▶ **TASK DIRECTIONS**:
Could you return the data below exactly as it appears?

Dataset entries
___

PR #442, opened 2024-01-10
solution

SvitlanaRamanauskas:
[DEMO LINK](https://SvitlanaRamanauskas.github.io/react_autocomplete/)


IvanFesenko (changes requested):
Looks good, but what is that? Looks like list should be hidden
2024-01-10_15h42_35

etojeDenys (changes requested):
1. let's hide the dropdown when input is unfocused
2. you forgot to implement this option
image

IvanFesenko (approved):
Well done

___

▶ **SOLUTION TO THIS EXERCISE**:
PR #442, opened 2024-01-10
solution

SvitlanaRamanauskas:
[DEMO LINK](https://SvitlanaRamanauskas.github.io/react_autocomplete/)


IvanFesenko (changes requested):
Looks good, but what is that? Looks like list should be hidden
2024-01-10_15h42_35

etojeDenys (changes requested):
1. let's hide the dropdown when input is unfocused
2. you forgot to implement this option
image

IvanFesenko (approved):
Well done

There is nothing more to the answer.